Imposter Syndrome Definition

noun: imposter syndrome
the persistent inability to believe that one’s success is deserved or has been legitimately achieved as a result of one’s own efforts or skills.
“people suffering from impostor syndrome may be at increased risk of anxiety”

If you’ve been feeling like you are incorrectly perceived as better than you actually are, and you’re worried that you won’t be able to keep up the façade forever, you might be suffering from Imposter Syndrome.

This is not the same as worrying that you’ll be caught for deliberately defrauding people, where there is solid evidence that you don’t deserve your position or power and you’ve deliberately engineered it that way. That’s just guilt!

Imposter Syndrome is recognisable by the lack of evidence to support the doubt. No one valid has given you negative feedback. None of your measurement numbers have come back indicating failure. According to the facts, you’re doing OK at least. And yet you feel unconvinced by this evidence.

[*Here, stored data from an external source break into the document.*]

PR #412, opened 2026-08-01
Object store macros

### LINKED ISSUE #278: Simplify testing with different object store using macros
Currently, all tests that use `ObjectStore` use `LocalFileSystem` as it is always available. However, the tests should also be executed on the other types of `ObjectStore` to ensure they all work as expected by passing the tests. This could be implemented as a function that accepts an `ObjectStore` and performs the actual tests and which is then called by test functions that each create a different type of `ObjectStore`. However, this would require a significant amount of boilerplate code for each test and a new test function must added to all of the tests that use an `ObjectStore` every time support for a new type of `ObjectStore` is added. Inspired by [`#[tokio::test]`](https://docs.rs/tokio/latest/tokio/attr.main.html), a [Procedural Macro](https://doc.rust-lang.org/reference/procedural-macros.html) should be created to automatically generate a test for each type of `ObjectStore`, e.g., using an [Attribute Macro](https://doc.rust-lang.org/reference/procedural-macros.html#attribute-macros). An open question is if the macro should check if the object stores are available when compiling so the tests can still be run on platforms without all of the object stores available.

skejserjensen:
This PR fixes #278 by adding two procedural macros, `data_folder_test` and object_store_test that generate `#[tokio::test]` functions that call the annotated function with all permutations with replacements of `DataFolder` configurations and `ObjectStore`'s, respectively. For example, the following code executes the annotated function with all permutations with replacements of `ObjectStore` can be used to call `test_object_store_list()` and the test completes successfully. Both macros also work with two and three parameters, and with more parameters, the macros generate more test functions as more are needed to test all permutations with replacements.

```rust
use modelardb_macros::object_store_test;

#[object_store_test]
async fn test_object_store_list(store_one: &dyn ObjectStore) {
    let mut files = store_one.list(None);
    while let Some(f) = files.next().await {
       assert!(......);
    }
}
```

The current implementation has a few known limitations that I deferred until we gain more experience with using it so we can improve it based on our experience instead of my guesses about how it might be used.
1) There are no automatic tests as it requires additional dependencies, and while most online recommend implementing Rust procedural macros using a set of extra crates that is not included with Rust, they made the code more complicated in my opinion. So since these macros are fairly simple as soon as one understands how Rust procedural macros work, I [decided to remove all the extra dependencies](https://github.com/ModelarData/ModelarDB-RS/commit/7d27d207fba5c4e1c8061050529361fa9597efec) and manually test the macros thoroughly before creating the PR.
2) I could not find a way to use `data_folder_test` to test `DataFolder` as it causes Rust to become confused about which version of the `DataFolder` struct to use. I tried to add a method to `DataFolder` so one can be created from an existing `ObjectStore` so we could implement all tests using only `object_store_test` and solve the problem that way; however, `DataFolder` performs initialization for `LocalFileSystem` that I could not figure out a way to implement in a method that accepts any `&dyn ObjectStore` and creates a correctly configured `DataFolder` from it. Another benefit of adding this method would also be to decouple the initialization of `ObjectStore` and `DataFolder` as `DataFolder` currently does both and thus has many `open_*()` methods.
3) `data_folder_test` does not work with Azurite, but `object_store_test` does, and as far as I can tell, the code is the same for both. However, since the `DataFolder` configuration for Azure explicitly states that it needs to be tested and thus probably needed to be changed, I left this for another PR to avoid making changes to large changes to `DataFolder` in this.


crates/modelardb_macros/Cargo.toml
```diff
@@ -0,0 +1,28 @@
...
+edition = "2024"
+authors = ["Soeren Kejser Jensen <devel@kejserjensen.dk>"]
+
+[lib]
+proc-macro = true
+
+[dependencies]
+itertools.workspace = true
+modelardb_test = { path = "../modelardb_test" }
+tempfile.workspace = true
```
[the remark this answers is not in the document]
skejserjensen: Fixed.

crates/modelardb_storage/src/data_folder/mod.rs
```diff
@@ -237,6 +239,7 @@ impl DataFolder {
             ("azure_storage_account_name".to_owned(), account_name),
             ("azure_storage_account_key".to_owned(), access_key),
             ("azure_container_name".to_owned(), container_name),
+            ("azure_storage_use_emulator".to_owned(), use_emulator),
         ]);
         let url = Url::parse(&location)
```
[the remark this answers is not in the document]
skejserjensen: Fixed.

crates/modelardb_macros/src/lib.rs
```diff
@@ -0,0 +1,290 @@
...
+ * distributed under the License is distributed on an "AS IS" BASIS,
+ * WITHOUT WARRANTIES OR CONDITIONS OF ANY KIND, either express or implied.
+ * See the License for the specific language governing permissions and
+ * limitations under the License.
+ */
+
+//! The procedural macros used throughout ModelarDB. The procedural macros does purposely not use
+//! crates designed to simply writing procedural macros like `syn`, `proc_macro2`, and `quote`, as
+//! they made the code more complex when evaluated. The macros have no automatic tests as using
+//! [`proc_macro`] outside procedural macros makes the compiler panic.
```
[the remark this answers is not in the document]
skejserjensen: Fixed.

crates/modelardb_macros/src/lib.rs
```diff
@@ -0,0 +1,290 @@
...
+        ParameterType::ObjectStore => {
+            expect_ident_with_contents(token_iterator, "dyn")?;
+            expect_ident_with_contents(token_iterator, "ObjectStore")?;
+        }
+    }
+    Ok(())
+}
+
+/// Return [`Ok`] if the next [`TokenTree`] from `token_iterator` is an [`Ident`], otherwise a
+/// [`ModelarDbMacrosError] is returned.
```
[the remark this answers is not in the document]
skejserjensen: Fixed.

crates/modelardb_macros/src/lib.rs
```diff
@@ -0,0 +1,290 @@
...
+    parameter_type: ParameterType,
+) -> (String, u16) {
+    let (function_name_ident, function_parameter_group) =
+        next_ident_and_group(input.clone()).expect("Assumes input is a function with parameters.");
+    let function_name = function_name_ident.to_string();
+    let data_folder_parameter_count =
+        expect_parameter_type_and_count(function_parameter_group, parameter_type)
+            .expect("Assumes all of the function's parameters are of type {parameter_type}.");
+    (function_name, data_folder_parameter_count)
+}
```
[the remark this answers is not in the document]
skejserjensen: Fixed.

crates/modelardb_macros/src/lib.rs
```diff
@@ -0,0 +1,290 @@
...
+            "
+            #[tokio::test]
+            async fn {function_name}__{name}() {{
+                {function_name}({arguments}).await
+            }}
+        "
+        ));
+    }
+
+    println!("{}", code);
```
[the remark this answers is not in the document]
skejserjensen: Fixed.

crates/modelardb_macros/src/lib.rs
```diff
@@ -0,0 +1,290 @@
...
+    }
+
+    append_code_to_token_stream(input, code)
+}
+
+/// Extracts the function name from `input`, checks that all its parameters are of type
+///`ParameterType`, and returns the number of parameters. `The number of parameters is returned as a
+///`u16` as `rustc` returns an error if a function or method have more than 65,535 parameters at the
+///time of writing. An [`ModelarDbMacrosError`] is returned if `input` is not a function that only
+///accept parameters of `parameter_type`.
```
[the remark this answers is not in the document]
skejserjensen: Fixed.

crates/modelardb_test/src/object_store.rs
```diff
@@ -0,0 +1,88 @@
...
+/// Return an [`InMemory`] [`ObjectStore`] for testing.
+pub fn in_memory_object_store() -> Box<dyn ObjectStore> {
+    Box::new(InMemory::new())
+}
+
+/// Return a [`LocalFileSystem`] [`ObjectStore`] for testing.
+pub fn local_file_system_object_store() -> Box<dyn ObjectStore> {
+    let temp_dir = tempfile::tempdir().unwrap();
+    let local_file_system = LocalFileSystem::new_with_prefix(temp_dir.path()).unwrap();
+    Box::new(local_file_system)
```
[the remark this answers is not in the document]
skejserjensen: Fixed.

crates/modelardb_test/src/data_folder.rs
```diff
@@ -0,0 +1,56 @@
...
+/// Return a [`DataFolder`] storing data in memory for testing.
+pub async fn in_memory_data_folder() -> DataFolder {
+    DataFolder::open_memory().await.unwrap()
+}
+
+/// Return a [`DataFolder`] storing data on local disk for testing.
+pub async fn local_file_system_data_folder() -> DataFolder {
+    let temp_dir = tempfile::tempdir().unwrap();
+    DataFolder::open_local(temp_dir.path()).await.unwrap()
+}
```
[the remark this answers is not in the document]
skejserjensen: Fixed.

crates/modelardb_macros/src/lib.rs
```diff
@@ -0,0 +1,287 @@
...
+            .join(", ");
+
+        code.push_str(&format!(
+            "
+            #[tokio::test]
+            async fn {function_name}__{name}() {{
+                {function_name}({arguments}).await
+            }}
+        "
+        ));
```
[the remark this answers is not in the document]
skejserjensen: It tested the current code manually, and Rust could compile it without any errors or warnings.

crates/modelardb_macros/src/lib.rs
```diff
@@ -0,0 +1,379 @@
...
+            // Clone is needed to avoid a partial move error with the next if let.
+            return Some((ident, group.clone()));
+        } else if let Ident(ident) = token {
+            adjacent_ident = Some(ident);
+        } else {
+            adjacent_ident = None;
+        }
+    }
+    None
+}
```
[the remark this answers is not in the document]
skejserjensen: This does not seem to be relevant functionality for our intended use case.

crates/modelardb_test/Cargo.toml
```diff
@@ -24,4 +24,7 @@ arrow.workspace = true
 async-trait.workspace = true
 datafusion.workspace = true
 modelardb_types = { path = "../modelardb_types" }
+modelardb_storage = { path = "../modelardb_storage" }
+object_store = { workspace = true, features = ["aws", "azure"] }
```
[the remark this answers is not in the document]
skejserjensen: Tested and executed without any issues.

crates/modelardb_macros/src/lib.rs
```diff
@@ -0,0 +1,379 @@
...
+impl Display for ParameterType {
+    fn fmt(&self, f: &mut Formatter) -> fmt::Result {
+        match self {
+            ParameterType::DataFolder => write!(f, "&DataFolder"),
+            ParameterType::ObjectStore => write!(f, "&dyn ObjectStore"),
+        }
+    }
+}
+
+/// An function that will create an argument to be passed to a function as a borrow.
```
CGodiksen:
```suggestion
/// A function that will create an argument to be passed to a function as a borrow.
```

crates/modelardb_macros/src/lib.rs
```diff
@@ -0,0 +1,379 @@
...
+        }
+    }
+}
+
+/// Macro for generating test functions that use all permutations with replacements of `DataFolder`
+/// The macro must be placed on an `async` function without `#[test]` or `#[tokio::test]` that only
+/// has `&DataFolder` parameters. It will generate one `#[tokio::test]` function for each
+/// permutation with replacement of `DataFolder` configurations that call the annotated function.
+#[proc_macro_attribute]
+pub fn data_folder_test(
```
CGodiksen, line 90: Maybe add a small code example in the doc comment since we do that with our other macros.

crates/modelardb_macros/src/lib.rs
```diff
@@ -0,0 +1,379 @@
...
+    // Append the generated functions to the existing token stream.
+    append_code_to_token_stream(input, code)
+}
+
+/// Macro for generating test functions that use all permutations with replacements of object
+/// stores. The macro must be placed on an `async` function without `#[test]` or `#[tokio::test]`
+/// that only has `&dyn ObjectStore` parameters. It will generate one `#[tokio::test]` function for
+/// each permutation with replacement of supported object stores that call the annotated function.
+#[proc_macro_attribute]
+pub fn object_store_test(
```
CGodiksen, line 177: Maybe add a small code example in the doc comment since we do that with our other macros.

crates/modelardb_macros/src/lib.rs
```diff
@@ -0,0 +1,379 @@
...
+        function_name_and_checked_parameter_count(input.clone(), ParameterType::DataFolder);
+
+    // Generate the async tokio::test functions that will call the annotated function using all
+    // combinations of data folder configurations. A separate function is created for each
+    // permutation of data folder configurations instead of a single function with nested loops to
+    // make it simpler to see which combination of data folder configurations fail a test. The name
+    // for the generated function start with the name of the annotated function followed by the name
+    // of each data folder configuration used with each part of the name separated by two
+    // underscores. By using the annotated function name as a prefix, all the generated tests can be
+    // run with cargo test annotated function name. The names of the data folder configurations used
```
CGodiksen: Should this be "run with `cargo test annotated_function_name`." or something similar to make it clear that it is a command?

crates/modelardb_macros/src/lib.rs
```diff
@@ -0,0 +1,379 @@
...
+            true,
+        ),
+        BorrowedArgument::new(
+            "local_file_system_data_folder",
+            "modelardb_test::data_folder",
+            true,
+            true,
+        ),
+        BorrowedArgument::new(
+            "aws3_data_folder",
```
CGodiksen: Maybe `s3_data_folder` to be consistent with `DataFolder::open_s3`.

crates/modelardb_macros/src/lib.rs
```diff
@@ -0,0 +1,379 @@
...
+        ),
+        BorrowedArgument::new(
+            "azure_data_folder",
+            "modelardb_test::data_folder",
+            false,
+            true,
+        ),
+    ];
+
+    let data_folder_permutations_with_replacements =
```
CGodiksen, line 139: Maybe add a comment to explain the logic here.

crates/modelardb_macros/src/lib.rs
```diff
@@ -0,0 +1,379 @@
...
+            false,
+        ),
+        BorrowedArgument::new(
+            "local_file_system_object_store",
+            "modelardb_test::object_store",
+            true,
+            false,
+        ),
+        BorrowedArgument::new(
+            "aws3_object_store",
```
CGodiksen: If it is changed above, also change it here.

crates/modelardb_macros/src/lib.rs
```diff
@@ -0,0 +1,379 @@
...
+        ),
+        BorrowedArgument::new(
+            "azure_object_store",
+            "modelardb_test::object_store",
+            false,
+            false,
+        ),
+    ];
+
+    let object_store_permutations_with_replacements =
```
CGodiksen, line 212: if a comment is added above, also add it here.

crates/modelardb_macros/src/lib.rs
```diff
@@ -0,0 +1,379 @@
...
+        } else if let Ident(ident) = token {
+            adjacent_ident = Some(ident);
+        } else {
+            adjacent_ident = None;
+        }
+    }
+    None
+}
+
+/// Returns the number of `parameter_type` parameters in `function_parameter_group`. `The return
```
CGodiksen:
```suggestion
/// Returns the number of `parameter_type` parameters in `function_parameter_group`. The return
```

crates/modelardb_macros/src/lib.rs
```diff
@@ -0,0 +1,379 @@
...
+/// type is `u16` as `rustc` returns an error if a function or method have more than 65,535
+/// parameters at the time of writing. An [`ModelarDbMacrosError`] is returned if
```
CGodiksen:
```suggestion
/// parameters at the time of writing. A [`ModelarDbMacrosError`] is returned if
```

crates/modelardb_macros/src/lib.rs
```diff
@@ -0,0 +1,379 @@
...
+    Ok(parameter_count)
+}
+
+/// Returns [`Ok`] if the next four tokens `token_iterator` returns is as expected according to
+/// `parameter_type`, otherwise a [`ModelarDbMacrosError`] is returned.
+fn expect_parameter_type(
+    token_iterator: &mut impl Iterator<Item = TokenTree>,
+    parameter_type: ParameterType,
+) -> Result<()> {
+    // The contents of the first Ident token cannot checked as it is the parameter name.
```
CGodiksen:
```suggestion
    // The contents of the first Ident token cannot be checked as it is the parameter name.
```

crates/modelardb_macros/src/lib.rs
```diff
@@ -0,0 +1,379 @@
...
+) -> Result<()> {
+    let error_message = match token_iterator.next() {
+        Some(Ident(token)) if token.to_string() == contents => return Ok(()),
+        Some(token) => format!("Expected Ident with {}, found {}.", contents, token),
+        None => format!("Expected Ident with {}, found an empty iterator.", contents),
+    };
+    Err(ModelarDbMacrosError::Parse(error_message))
+}
+
+/// Return [`Ok`] if the next [`TokenTree`] from `token_iterator` is an [`Punct`] that contains
```
CGodiksen:
```suggestion
/// Return [`Ok`] if the next [`TokenTree`] from `token_iterator` is a [`Punct`] that contains
```

crates/modelardb_macros/Cargo.toml
```diff
@@ -0,0 +1,27 @@
...
+license = "Apache-2.0"
+edition = "2024"
+authors = ["Soeren Kejser Jensen <devel@kejserjensen.dk>"]
+
+[lib]
+proc-macro = true
+
+[dependencies]
+itertools.workspace = true
+modelardb_test = { path = "../modelardb_test" }
```
CGodiksen: This is not specific to this PR but did we decide to explicitly not use `.workspace = true` for local crate dependencies? It makes it easier to see what is local but we could also be consistent.

crates/modelardb_macros/src/lib.rs
```diff
@@ -0,0 +1,379 @@
+/* Copyright 2026 The ModelarDB Contributors
```
CGodiksen, line 1: Is it intentional that we still have normal macros in `macros.rs` in `modelardb_types` instead of having them in this crate? If they are moved, maybe have separate files for these macros and the moved macros to avoid having a single large file.

crates/modelardb_test/src/data_folder.rs
```diff
@@ -0,0 +1,57 @@
...
+pub async fn in_memory_data_folder() -> DataFolder {
+    DataFolder::open_memory().await.unwrap()
+}
+
+/// Return a [`DataFolder`] storing data on local disk for testing.
+pub async fn local_file_system_data_folder(data_folder_path: &StdPath) -> DataFolder {
+    DataFolder::open_local(data_folder_path).await.unwrap()
+}
+
+/// Return a [`DataFolder`] storing data in an AWS3 compatible object store for testing using Minio.
```
CGodiksen:
```suggestion
/// Return a [`DataFolder`] storing data in an Amazon S3-compatible object store for testing using MinIO.
```

crates/modelardb_test/src/data_folder.rs
```diff
@@ -0,0 +1,57 @@
...
+pub async fn aws3_data_folder() -> DataFolder {
```
CGodiksen: If this was changed in the `modelardb_macros` crate, also change it here.

crates/modelardb_test/src/data_folder.rs
```diff
@@ -0,0 +1,57 @@
...
+        "http://localhost:9000".to_owned(),
+        BUCKET_AND_CONTAINER_NAME.to_owned(),
+        "minioadmin".to_owned(),
+        "minioadmin".to_owned(),
+    )
+    .await
+    .unwrap()
+}
+
+/// Return a [`DataFolder`] storing data in Microsoft Azure for testing using Azurite.
```
CGodiksen:
```suggestion
/// Return a [`DataFolder`] storing data in Microsoft Azure Blob Storage for testing using Azurite.
```

crates/modelardb_test/src/lib.rs
```diff
@@ -15,9 +15,14 @@
 
 //! Implementation of functions and types used throughout ModelarDB for testing purposes.
 
+pub mod data_folder;
 pub mod data_generation;
+pub mod object_store;
 pub mod table;
 
+/// Bucket and container name used by Minio and Azurite.
```
CGodiksen:
```suggestion
/// Bucket and container name used by MinIO and Azurite.
```

crates/modelardb_test/src/object_store.rs
```diff
@@ -0,0 +1,88 @@
...
+    Box::new(InMemory::new())
+}
+
+/// Return a [`LocalFileSystem`] [`ObjectStore`] for testing.
+pub fn local_file_system_object_store(object_store_path: &StdPath) -> Box<dyn ObjectStore> {
+    let local_file_system = LocalFileSystem::new_with_prefix(object_store_path).unwrap();
+    Box::new(local_file_system)
+}
+
+/// Return a [`AmazonS3`](object_store::aws::AmazonS3) [`ObjectStore`] for testing.
```
CGodiksen:
```suggestion
/// Return an [`AmazonS3`](object_store::aws::AmazonS3) [`ObjectStore`] for testing.
```

CGodiksen (changes requested):

crates/modelardb_macros/src/lib.rs
skejserjensen: Fixed.

crates/modelardb_macros/src/lib.rs
skejserjensen: Fixed.

crates/modelardb_macros/src/lib.rs
skejserjensen: Fixed.

crates/modelardb_macros/src/lib.rs
skejserjensen: Fixed.

crates/modelardb_macros/src/lib.rs
skejserjensen: Fixed.

crates/modelardb_macros/src/lib.rs
skejserjensen: Fixed, although the code was not my idea; it was stolen directly from the [itertools documentation](https://docs.rs/itertools/latest/itertools/trait.Itertools.html#method.permutations).

crates/modelardb_macros/src/lib.rs
skejserjensen: Fixed.

crates/modelardb_macros/src/lib.rs
skejserjensen: I have added a comment to the start of `object_store_test` that directs the reader to `data_folder_test` for detailed information about how both macros are implemented. This is so we do not have to maintain multiple large comments for both macros.

crates/modelardb_macros/src/lib.rs
skejserjensen: Fixed.

crates/modelardb_macros/src/lib.rs
skejserjensen: Fixed.

crates/modelardb_macros/src/lib.rs
skejserjensen: Fixed.

crates/modelardb_macros/src/lib.rs
skejserjensen: Fixed.

crates/modelardb_macros/Cargo.toml
skejserjensen: Personally, I just never thought of it, but it seems like a good idea, so I have updated all our dependencies in our crates to always refer to the workspace.

crates/modelardb_macros/src/lib.rs
skejserjensen: Yes, it is intentional, as doing so currently results in this error `error: cannot export macro_rules! macros from a proc-macro crate type currently`. Unfortunately, procedural macros impose quite a few restrictions on their implementations, e.g., they must be implemented in the [root of a crate of type `proc-macro`](https://doc.rust-lang.org/reference/procedural-macros.html). This is why both macros are implemented in `lib.rs`. Of course, if we add more macros, we may consider moving the helper functions to other files, but the macros themselves must be in the crate root. The restrictions are probably due to [`proc-macro` crates](https://doc.rust-lang.org/cargo/reference/cargo-targets.html#the-proc-macro-field) being [used by the compiler](https://doc.rust-lang.org/book/ch20-05-macros.html#procedural-macros-for-generating-code-from-attributes) and get access to the compiler information through the [`proc_macro`](https://doc.rust-lang.org/proc_macro/) crate, similar to OCaml's [`PPX`](https://ocaml.org/docs/metaprogramming). For more information about procedural macros, the best resources I have found are [The Little Book of Rust Macros](https://lukaswirth.dev/tlborm/) and Rust's own documentation. I found that most online blogs, tutorials, etc skips a lot of relevant information about how macros work and use a lot of 3rd-paty dependencies like [`quote`](https://docs.rs/quote/latest/quote/), [`proc_macro2`](https://docs.rs/proc-macro2/latest/proc_macro2/), and [`syn`](https://docs.rs/syn/latest/syn/) that made the code more complex when I tried to use them. The [`zyn` crate](https://github.com/aacebo/zyn) looks promising, but the crate's author has stated that `zyn` is just a prototype and will be [replaced by a new framework named `moxy`](https://github.com/aacebo/zyn/discussions/28). So in general, Rust macros are quite painful no matter the type, and it having multiple types of macros with different syntax and/or rules just makes the problem worse. So if anybody needs to implement software that requires significant compile-time code generation and they get to choose the implementation language, I would probably recommend [Zig](https://ziglang.org/documentation/0.16.0/) due to its [`comptime`](https://ziglang.org/documentation/0.16.0/#comptime) instead of Rust.

crates/modelardb_test/src/data_folder.rs
skejserjensen: Fixed.

crates/modelardb_test/src/data_folder.rs
skejserjensen: Fixed.

crates/modelardb_test/src/data_folder.rs
skejserjensen: Fixed.

crates/modelardb_test/src/lib.rs
skejserjensen: Fixed.

crates/modelardb_test/src/object_store.rs
skejserjensen: Fixed.

crates/modelardb_test/Cargo.toml
```diff
@@ -23,5 +23,8 @@ authors = ["Soeren Kejser Jensen <devel@kejserjensen.dk>"]
 arrow.workspace = true
 async-trait.workspace = true
 datafusion.workspace = true
-modelardb_types = { path = "../modelardb_types" }
+modelardb_types.workspace = true
+modelardb_storage.workspace = true
```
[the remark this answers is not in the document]
skejserjensen: Let's leave this for now until we know how we want to use and/or restructure the macros.

crates/modelardb_macros/src/lib.rs
CGodiksen: I think you "fixed" the wrong line here. In the commit you changed "an Ident" to "a Ident" but you did not change this line. It should also be changed back to "an Ident" in the doc comment for `expect_ident_without_contents`.

CGodiksen (approved):

crates/modelardb_macros/src/lib.rs
```diff
@@ -0,0 +1,411 @@
...
+impl Display for ParameterType {
+    fn fmt(&self, f: &mut Formatter) -> fmt::Result {
+        match self {
+            ParameterType::DataFolder => write!(f, "&DataFolder"),
+            ParameterType::ObjectStore => write!(f, "&dyn ObjectStore"),
+        }
+    }
+}
+
+/// A function that will create an argument to be passed to a function as a borrow.
```
chrthomsen: But this is not a function? Or will the comment apply to the only function that is implemented further below?

chrthomsen (approved):

crates/modelardb_macros/src/lib.rs
skejserjensen: The doc comments describe what the `struct` represents.

crates/modelardb_macros/src/lib.rs
skejserjensen: Ups, fixed.

crates/modelardb_macros/src/lib.rs
skejserjensen: And now that I have tried to do compile-time code generation with Zig's `comptime`, I have learned that it is apparently not possible [1,2]. Instead, one has to write their own functionality for code generation [3,4]. Luckily, that is fairly easy to do cmcuza/TerseTS#169, but it was very surprising to me how limited `comptime` is

1. - https://matklad.github.io/2025/04/19/things-zig-comptime-wont-do.html
2. - https://ziggit.dev/t/generating-tests-at-comptime/6473
3. - https://codeberg.org/ifreund/zig-wayland
4. - https://github.com/castholm/zigglgen/tree/master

If, for example, you applied for a leadership position at work, and they hired you without you committing any serious deception or manipulation to achieve the position, then the evidence suggests that you probably deserve the promotion. You feeling like you don’t isn’t evidence in itself, it just suggests that your beliefs don’t accept the actual evidence.

If you’re worried that your partner is “out of your league” and yet they clearly seem to be attracted to you, have sex with you, and all signs indicate they’re loyal and committed, then your fear is not based in facts or reason, just fears and insecurities.

So when you think you’re an imposter and yet the evidence suggests that you have no genuine reason to fear that you’re out of place, we call this Imposter Syndrome.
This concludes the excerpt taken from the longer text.